- **RECORDS SHOWN**
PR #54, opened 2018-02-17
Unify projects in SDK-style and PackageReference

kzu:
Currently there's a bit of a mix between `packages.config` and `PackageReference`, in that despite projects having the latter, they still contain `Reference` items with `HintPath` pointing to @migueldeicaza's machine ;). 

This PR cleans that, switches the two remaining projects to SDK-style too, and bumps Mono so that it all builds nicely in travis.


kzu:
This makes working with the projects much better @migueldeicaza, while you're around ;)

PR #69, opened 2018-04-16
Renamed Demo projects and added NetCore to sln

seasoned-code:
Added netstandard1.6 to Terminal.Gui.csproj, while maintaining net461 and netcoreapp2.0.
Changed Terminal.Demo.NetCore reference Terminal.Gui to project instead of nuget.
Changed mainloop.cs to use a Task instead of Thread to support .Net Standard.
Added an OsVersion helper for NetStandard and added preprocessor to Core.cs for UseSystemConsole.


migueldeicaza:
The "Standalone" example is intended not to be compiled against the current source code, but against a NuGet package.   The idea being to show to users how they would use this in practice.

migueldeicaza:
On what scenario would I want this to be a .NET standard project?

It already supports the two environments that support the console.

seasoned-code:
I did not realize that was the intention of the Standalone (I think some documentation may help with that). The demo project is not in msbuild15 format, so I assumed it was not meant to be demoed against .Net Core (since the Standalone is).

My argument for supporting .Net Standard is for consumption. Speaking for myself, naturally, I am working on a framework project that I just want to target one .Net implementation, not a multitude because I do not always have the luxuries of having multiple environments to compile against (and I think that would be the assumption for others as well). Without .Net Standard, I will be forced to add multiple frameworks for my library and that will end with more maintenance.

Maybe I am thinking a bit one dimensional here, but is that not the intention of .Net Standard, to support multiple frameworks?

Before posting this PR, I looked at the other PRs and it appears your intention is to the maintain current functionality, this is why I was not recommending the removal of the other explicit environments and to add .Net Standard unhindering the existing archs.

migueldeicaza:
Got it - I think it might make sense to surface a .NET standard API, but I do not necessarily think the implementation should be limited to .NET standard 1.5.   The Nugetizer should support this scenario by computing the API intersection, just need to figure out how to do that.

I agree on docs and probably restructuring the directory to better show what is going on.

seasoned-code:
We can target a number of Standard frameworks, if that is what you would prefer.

- **WORK REQUIRED**
Only the lines from the first one of the listing up to and including the line where "Changed mainloop.cs to" appears are wanted, reproduced exactly.

- **COMPLETED EXERCISE**
PR #54, opened 2018-02-17
Unify projects in SDK-style and PackageReference

kzu:
Currently there's a bit of a mix between `packages.config` and `PackageReference`, in that despite projects having the latter, they still contain `Reference` items with `HintPath` pointing to @migueldeicaza's machine ;). 

This PR cleans that, switches the two remaining projects to SDK-style too, and bumps Mono so that it all builds nicely in travis.


kzu:
This makes working with the projects much better @migueldeicaza, while you're around ;)

PR #69, opened 2018-04-16
Renamed Demo projects and added NetCore to sln

seasoned-code:
Added netstandard1.6 to Terminal.Gui.csproj, while maintaining net461 and netcoreapp2.0.
Changed Terminal.Demo.NetCore reference Terminal.Gui to project instead of nuget.
Changed mainloop.cs to use a Task instead of Thread to support .Net Standard.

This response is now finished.